If you click the gear on the right of one of the lines, you get options that allow you to change what that step did. If you click on one of the steps, and then do something else (like rename a column or change a data type), it will add that step into the process. You have to be careful here, it could break downstream steps (if you change a column name, for example, that old name won’t exist to change a data type later). As you hover over each step, the “X” appears if you’d like to delete that step. Go ahead and click on the last step (“Changed Type”) before we continue.
If you remember, that zip file we downloaded also included a Word document. That document has explanations of each column, and what kind of data we should expect. Do you know what kind of data is in the STATEFIPS column? Neither do I. Let’s open up that Word document and see what we have.
To me, it looks like that column is going to have a number that represents each state. Will we need that to connect to another system? Possibly. Can we just use the State column? Probably. Let’s eliminate that STATEFIPS column.
Simply click on the column, then select “Remove Columns” at the top:
Once you do that, the column is gone, and you’ll notice another step has been added to the “Applied Steps” list. What else can we do? How about the AGI_STUB column. If you remember, we are using the version that does not include AGI (adjusted gross income), and all of the example lines show a zero. From the documentation, there’s no value for zero. I think we can reasonably assume that it will be zeros throughout the dataset, so we can remove that column too.
So, what’s the N1 column? From the documentation, it says it’s “Number of returns.” Perhaps we should give it a more friendly name. For this one, you can select the column, then right-click and select “Rename” (or you can go to the “Transform” tab and select “Rename”).
One key of Power BI is to use “friendly” names. If you’re a developer, you may be tempted to call this “NoOfReturns” or “ReturnCount.” This is intended to be easily decipherable by end users. Spaces are just fine here. Let’s call it “Number of Returns”.
Now, if you keep going down the line, you will see a LOT of columns, and most of them have non-descriptive names (what exactly is MARS1 anyway?). Go through the documentation, and give these columns some logical, friendly names. You can do all of them if you like, but I’m going to do these:
Original Name | New Name |
MARS1 | Number of Single Returns |
MARS2 | Number of Joint Returns |
MARS4 | Number of Head of Household Returns |
PREP | Number of Paid Preparer Returns |
N2 | Number of Exemptions |
NUMDEP | Number of Dependents |
TOTAL_VITA | Number of Volunteer Prepared Returns |
A00100 | Adjusted Gross Income |
A02650 | Total Income |
A06500 | Income Tax (close to the end) |
A11902 | Overpayments Refunded (last column) |
Whatever columns you don’t rename, let’s go ahead and delete. You can select multiple columns by selecting the first column header you want, holding the “Shift” key, then selecting the last column header you want. You can then remove columns in larger chunks.
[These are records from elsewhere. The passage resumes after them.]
PR #1389, opened 2025-09-19
Error-prone compile-type analysis

### LINKED ISSUE #1387: Add ErrorProne to increase code quality
https://errorprone.info/

brainbaking:
Closes #1387
This PR introduces https://errorprone.info/ to this repository

See the root `build.gradle` file. I've ignored some of the errors that are either not relevant for JobRunr or we cannot make use of because of JDK8. There are still a lot of warnings to gradually tackle.

Error-prone warnings still to solve together in future sessions:
- https://errorprone.info/bugpattern/TypeParameterUnusedInFormals we use `<T> T` a lot misusing generics to avoid casting
- https://errorprone.info/bugpattern/WaitNotInLoop for `await()`s in a lock that are not looped
- https://errorprone.info/bugpattern/NonApiType for `ArrayList` in the `Problem` types going to the frontend that rely on these specific implementations so changing to `List` will break the UI

Also includes extra rules by https://error-prone.picnic.tech/ that are easy to enable/disable; a subset is already prepared in the build file. Errorprone is disabled now to be able to gradually work on the above.

### DIFF
--- a/build.gradle
+++ b/build.gradle
@@ -104,17 +104,6 @@ configure(subprojects.findAll { !['platform'].contains(it.name) }) {
             disable("PatternMatchingInstanceof")                // we can't update to JDK9 just yet
             disable("StringCaseLocaleUsage")                    // we are never going to run into this issue
             disable("StringSplitter")                           // should not happen because of validation
-
-            // Picnic rules
-            disable("TimeZoneUsage")                            // expects deriving from Spring's Clock
-            disable("StaticImport")                             // clashes with error-prone's idea of sometimes not static importing
-
-            def picnicRefasterRulesToDisable = [
-                    "StringRules\$StringIsNullOrEmpty",         // assumes Guava
-                    "PreconditionsRules\$",                     // assumes Guava
-                    "NullRules\$RequireNonNullElse"             // we can't update to JDK9 just yet
-            ].collect { "(?!$it)" }.join("") + ".*"
-            option("-XepOpt:Refaster:NamePattern=^${picnicRefasterRulesToDisable}")
         }
     }
 
@@ -138,8 +127,6 @@ configure(subprojects.findAll { !['platform'].contains(it.name) }) {
         compileOnly 'org.apache.groovy:groovy-json:4.0.27'
 
         errorprone("com.google.errorprone:error_prone_core:2.40.0")
-        errorprone("tech.picnic.error-prone-support:error-prone-contrib:0.24.0")
-        errorprone("tech.picnic.error-prone-support:refaster-runner:0.24.0")
 
         testImplementation 'org.junit.jupiter:junit-jupiter'
         testImplementation 'io.github.artsok:rerunner-jupiter'


core/src/main/java/org/jobrunr/storage/navigation/AmountRequest.java
```diff
@@ -45,9 +48,9 @@ public String asString() {
 
     @VisibleFor("testing")
     public List<OrderTerm> getAllOrderTerms(Set<String> allowedOrderTerms) {
-        if (StringUtils.isNullOrEmpty(order)) return emptyList();
-        final String[] sortOns = order.split(",");
         List<OrderTerm> result = new ArrayList<>();
+        if (StringUtils.isNullOrEmpty(order)) return result;
```
auloin: Should we throw an exception. I don't think we expect null here (needs confirmation).

core/src/main/java/org/jobrunr/utils/exceptions/Exceptions.java
```diff
@@ -24,7 +24,7 @@ public static String getStackTraceAsString(Throwable exception) {
     /**
      * A {@link Supplier} that can throw checked Exceptions.
      *
-     * @param <T>
+     * @param <T> the generic supplier type.
```
auloin: Can't the line be dropped?

core/src/main/java/org/jobrunr/dashboard/server/http/url/RequestUrl.java
```diff
@@ -67,7 +76,7 @@ public <T> T fromQueryParams(Class<T> clazz) {
     }
 
     private Map<String, List<String>> initQueryParams(String url) {
-        if (!url.contains("?")) return Collections.emptyMap();
+        if (!url.contains("?")) return new HashMap<>();
```
auloin: For consistent return types

```suggestion
        if (!url.contains("?")) return new LinkedHashMap<>();
```

auloin: An alternative to fixing this would be using `Collections.unmodifiableMap` on the second return. This will depend on how we want to approach these: do we want to follow a immutability first rule?

core/src/test/java/org/jobrunr/dashboard/FrontEndDevelopment.java
```diff
@@ -81,7 +83,7 @@ public static void main(String[] args) throws Exception {
         BackgroundJob.<TestService>schedule(CarbonAware.at(now().plus(24, HOURS), Duration.ofHours(4)), x -> x.doWork(28));
         BackgroundJob.<TestService>schedule(CarbonAware.at(now().plus(48, HOURS), Duration.ofHours(4)), x -> x.doWork(52));
         BackgroundJob.<TestService>schedule(CarbonAware.at(now().plus(3, DAYS), Duration.ofHours(4)), x -> x.doWork(72));
-        BackgroundJob.<TestService>schedule(CarbonAware.between(LocalDate.now().atTime(20, 0), LocalDate.now().atTime(22, 0)), x -> x.doWork(72));
+        BackgroundJob.<TestService>schedule(CarbonAware.between(LocalDate.now(ZoneId.systemDefault()).atTime(20, 0), LocalDate.now(ZoneId.systemDefault()).atTime(22, 0)), x -> x.doWork(72));
```
auloin: Is it worth adding a LocalDateUtils to avoid the repetition of `LocalDate.now(ZoneId.systemDefault())` or `LocalDateTime.now(ZoneId.systemDefault())`?

core/src/testFixtures/java/org/junit/jupiter/extension/ForAllSubclassesExtension.java
```diff
@@ -77,7 +77,7 @@ private static Class findClassWithForAllSubclassesAnnotation(Class clazz) {
         return findClassWithForAllSubclassesAnnotation(clazz.getSuperclass());
     }
 
-    private static Method findMethodWithAnnotation(Class clazz, Class<? extends Annotation> annotation) {
+    private static Method findMethodWithAnnotation(Class unusedClass, Class<? extends Annotation> annotation) {
```
auloin: Why isn't it dropped?

core/src/main/java/org/jobrunr/storage/navigation/AmountRequest.java
brainbaking: Yup, can't happen, see constructor :-)

core/src/main/java/org/jobrunr/dashboard/server/http/url/RequestUrl.java
brainbaking: Since it's part of the requestUrl that should not be changeable (and we don't alter) I presume immutability is the way to go here

core/src/test/java/org/jobrunr/dashboard/FrontEndDevelopment.java
brainbaking: At the moment I don't think so; it only appears 3 times and that's in test code. `ZoneId.systemDefault()` is used more extensively in date-specific tests like `InstantUtilsTest` but that's on every possible date class (thai buddist, japanese, ...) and in other tests like the bgjob ones it switches between offsetdatetime, localdatetime, and zoneddatetime. 
I think having utility methods for all of these would introduce even more mess (at this moment)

Let’s rename the first couple of columns (STATE and ZIPCODE) so they look more like the rest of them (State and Zip Code).
We can rename the dataset too. On the right, you’ll see a “Name” spot above the “Applied Steps.” Let’s call this “2014 Tax Data”.
Now we’ve finally got the data cleaned up and shaped. There are a lot of other things you can do with the data to clean it up, but these are the basic ones that you will see very often.
Let’s hit “Close and Apply” at the top. This will tell Power BI that you’re ready to bring in all of the data, exactly the way you want it.
Now, Power BI will load your data. You’ll be brought back to a blank screen—this is your dashboard. Before you do anything else, you should really save! We’ve done a lot of work, and it would be a shame to lose it if the application crashed. Just click the little “Save” disk at the top of the window and save it in a logical place that you’ll be able to find again.
Now that we have our model created and saved, let’s take a break! You’ve accomplished a lot. In part two of this blog series, I’ll address creating your first visualization!